Unveiling Myocardial Bridging: A Coronary Anomaly with Late-Onset Symptoms
A 66-year-old man with a history of cardiovascular comorbidities experienced a cardiac arrest precipitated by recurrent exertional angina, leading to a critical evaluation and subsequent treatment at a tertiary hospital. The diagnostic journey unveiled myocardial bridging—a congenital coronary anomaly—highlighting the condition’s potential to remain asymptomatic until compounded by additional cardiac complications. This case underscores the importance of recognizing myocardial bridging in the differential diagnosis of angina and cardiac arrest, especially in patients with a history of cardiovascular risk factors.
Key Points:
- The patient, with a background of hypertension, diabetes mellitus, and ischemic stroke, suffered a cardiac arrest following a period of recurrent exertional angina.
- Initial examination at a tertiary hospital, including a transthoracic echocardiogram, showed normal results, but coronary angiography revealed significant findings.
- Coronary angiography identified 50% stenosis in the middle left anterior descending (LAD) coronary artery during diastole, with complete occlusion during systole and sluggish distal flow.
- The diagnosis of myocardial bridging was established, characterized by an epicardial coronary artery taking an intramuscular course, which can lead to symptoms in the presence of left ventricular hypertrophy, coronary microvascular disease, or atherosclerotic intraluminal stenosis.
- Coronary computed tomographic angiography performed for surgical planning illustrated an 8-mm intramuscular course of the middle LAD coronary artery, facilitating surgical intervention.

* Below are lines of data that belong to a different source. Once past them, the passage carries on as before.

PR #4449, opened 2026-06-18
bootstrap: guard git code-repo sync.remote + transient-not-found retry

bourgois:
## Problem

Two failure modes when `sync.remote` is misconfigured or a managed Dolt server restarts:

1. **Wrong URL type**: If `sync.remote` is set to a git code-repository URL (e.g. `git+ssh://github.com/org/repo.git`), `bd bootstrap` fires `DOLT_CLONE` against it. Dolt spins to ~1000% CPU and requires manual SIGKILL.

2. **Transient restart**: When a managed Dolt server restarts it briefly reports "database not found" for up to ~30 s. Without retry logic, `bd bootstrap` immediately falls through to sync/init, potentially triggering an unnecessary `DOLT_CLONE`.

### Layer 1 — `isGitCodeRepoURL()` guard in `detectBootstrapAction()`

Added `isGitCodeRepoURL(rawURL string) bool` (priority order):
- Dolt-native schemes (`dolthub://`, `s3://`, `gs://`, `az://`, `file://`) → **false** (always safe)
- `.git` suffix → **true** (Dolt DBs never use a `.git` suffix)
- Known code forges (`github.com`, `gitlab.com`, `bitbucket.org`, `codeberg.org`) or their subdomains → **true**
- Everything else → **false** (self-hosted `git+ssh://` Dolt remotes are valid)

When `isGitCodeRepoURL` returns true, `detectBootstrapAction` logs a structured error and returns `action=none`.

### Layer 2 — transient-not-found retry

When the server is reachable but the DB appears absent, retry 3× with exponential back-off (10 s, 20 s, 40 s) before falling through to sync/init. Spans 70 s total, covering all observed managed-Dolt restart windows (~30 s).

The delay is injected via `bootstrapRetryDelay` (`var` holding `func(time.Duration)`) so tests run at zero-sleep speed.

## Tests

New file `cmd/bd/bootstrap_guard_test.go`:
- `TestIsGitCodeRepoURL` — 21 cases: `.git` suffix, forge hosts, subdomains, Dolt-native schemes, self-hosted remotes, SCP-style, empty string
- `TestDetectBootstrapAction_GitCodeRepoSyncRemoteBlocked` — `action=none` for 4 git forge URLs
- `TestDetectBootstrapAction_ValidDoltSyncRemoteUnchanged` — no regression for 3 valid Dolt remotes
- `TestDetectBootstrapAction_ServerTransientRestart_DBFoundAfterRetry` — `action=none` + `HasExisting=true` when DB appears on 3rd probe
- `TestDetectBootstrapAction_ServerGenuinelyAbsent_FallsThrough` — falls through to `init` when DB is absent after all retries

Two existing server-mode tests stub `bootstrapRetryDelay` to avoid 70 s of real sleep.

## Test results

863 tests pass. 2 pre-existing failures in `TestIsBackupAutoEnabled` (unrelated, also fails on `main`).

### DIFF
--- a/cmd/bd/bootstrap.go
+++ b/cmd/bd/bootstrap.go
@@ -46,6 +46,10 @@ type bootstrapServerDBCheck struct {
 	Err       error
 }
 
+// bootstrapRetryDelay is the sleep function used between server-DB-not-found
+// retries. Injectable for testing.
+var bootstrapRetryDelay = func(d time.Duration) { time.Sleep(d) }
+
 var checkBootstrapServerDB = func(probeCfg bootstrapServerProbeConfig) bootstrapServerDBCheck {
 	host := probeCfg.host
 	port := probeCfg.port
@@ -284,6 +288,15 @@ func detectBootstrapAction(beadsDir string, cfg *configfile.Config) BootstrapPla
 	// Check sync.remote (primary) or sync.git-remote (deprecated fallback)
 	syncRemote := resolveSyncRemote()
 	if syncRemote != "" {
+		if isGitCodeRepoURL(syncRemote) {
+			// Cloning from a git code-repo URL via DOLT_CLONE spins dolt to
+			// 1000% CPU and requires manual SIGKILL (vc-8djyca). Reject and
+			// surface the misconfiguration rather than attempting the clone.
+			fmt.Fprintf(os.Stderr, "error: sync.remote %q looks like a git code-repository URL, not a Dolt remote — skipping clone\n", syncRemote)
+			plan.Action = "none"
+			plan.Reason = fmt.Sprintf("sync.remote %q rejected: git code-repository URL (not a Dolt remote)", syncRemote)
+			return plan
+		}
 		// User-provided sync.remote — trust the URL format as-is.
 		// normalizeRemoteURL would convert http:// to git+http://,
 		// breaking Dolt remotesapi endpoints (GH#3339).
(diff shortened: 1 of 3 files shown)


bourgois:
## Platform-architect review — changes required before merge

**Implementation verdict: correct.** L1 (`isGitCodeRepoURL` guard) and L2 (transient-not-found retry) both match the plan exactly. URL classifier priority order is right (Dolt-native schemes → `.git` suffix → known forges → allow-all-else). Injectable `bootstrapRetryDelay` is a clean testing pattern. 21-case URL classifier tests, four detection-path integration scenarios — thorough. The 2 pre-existing `TestIsBackupAutoEnabled` failures are confirmed pre-existing on `main`.

**One blocking finding before merge: Voxist-internal bead IDs in code comments.**

Six occurrences of `vc-8djyca` (a Voxist-internal incident tracking identifier) are embedded in code comments and will be permanently visible in upstream git history. Upstream contributors should not see internal incident IDs.

| File | Line | Fragment to remove |
|---|---|---|
| `bootstrap.go` | 293 | `(vc-8djyca)` |
| `bootstrap.go` | 399 | `(vc-8djyca)` |
| `bootstrap.go` | 1012 | `(vc-8djyca)` |
| `bootstrap_guard_test.go` | 14 | `(vc-8djyca)` |
| `bootstrap_guard_test.go` | 95 | `(vc-8djyca Layer 1)` |
| `bootstrap_guard_test.go` | 177 | `(vc-8djyca Layer 2)` |

**Fix:** Strip only those parentheticals. The surrounding text is accurate and should stay. No other changes required — once these six fragments are removed, this is ready to merge.

maphew (commented):
Thanks @bourgois - this addresses a real and nasty failure mode (DOLT_CLONE spinning to 1000% CPU against a git code-repo URL) and the URL-classifier guard (Layer 1) is a clean, well-tested fix worth landing.

A few things need to happen before merge, though:

1. **Internal IDs still need scrubbing.** Your own review comment (from 2026-06-18) already flagged six `vc-8djyca` fragments in `bootstrap.go` and `bootstrap_guard_test.go` as a blocking issue and said removing them was the only remaining step - but no follow-up commit has landed since, and the diff still contains all six. Could you push that cleanup?

2. **Layer 2 (the retry-with-backoff around a server DB-not-found probe) is the wrong layer for this project.** Our storage-boundary policy (`PROJECT_CHARTER.md`) is explicit that storage-specific retry loops and crash-recovery workarounds for Dolt server behavior belong in the Dolt driver, not in beads' bootstrap code - beads should only put data in and pull data out through the storage interface. The managed-Dolt-restart issue you're working around here is a real problem, but the fix belongs in `dolthub/driver` (or the interface needs to widen to expose a driver-level retry/backoff option), not as a beads-side sleep loop. There's also a concrete cost: in shared-server mode the probe's data dir is machine-global, so a first-ever bootstrap of a new project on a machine whose shared server already hosts other projects' databases passes the entries check and eats the full 10+20+40s backoff before falling through to init - your own `TestDetectBootstrapAction_ServerGenuinelyAbsent_FallsThrough` exercises exactly that fall-through path (with sleeps stubbed; real runs wait the full 70s).

Our plan: split this into two pieces. Layer 1 (the `isGitCodeRepoURL` guard, once the internal IDs are scrubbed) can land as-is here with attribution to you. Layer 2 should come out of this PR - please file it as a driver issue instead (or we can file it on your behalf and link back here) so the restart-tolerance behavior gets fixed at the right layer.

No action needed on the Layer 1 tests/logic itself - they look solid (21 URL-classifier cases plus 4 integration scenarios, no regressions to the existing valid-remote paths). Once the IDs are scrubbed we're happy to merge just that part; let us know if you'd like us to push a Layer-2-removal commit to your branch to speed this along.

maphew:
Filed the driver-side follow-up for Layer 2 here: dolthub/driver#453.

That keeps the managed-Dolt restart tolerance tracked at the storage boundary while this PR can focus on landing the Layer 1 URL guard after the internal IDs are scrubbed.

steveyegge:
Landed via #5400 (`8501a27c3` on main), with your commit preserved as an ancestor and authorship intact — the same org-fork transport pattern as #5335. The only deltas from your branch were the six review-requested internal-ID scrubs and two test-harness adaptations to code that moved since June (`snapshotBootstrapEnv` idiom + cgo build-tag gating). Both guard layers are now live. Thanks for the thorough work, @bourgois — the 21-case URL classifier suite was a pleasure to land.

- Treatment involved coronary-artery bypass surgery using a saphenous vein graft, after which the patient recovered well with no recurrence of symptoms.
- Myocardial bridging, while congenital, may not manifest symptoms until later in life, underscoring the importance of awareness and recognition of this condition in patients with cardiovascular risk factors.
The prevalence of myocardial bridges varies greatly based on the technique used to identify the anomaly. The prevalence in autopsy studies have been reported as high as 86%, with a mean of 25% similar to more recent evaluations using coronary computed tomography angiography (CCTA).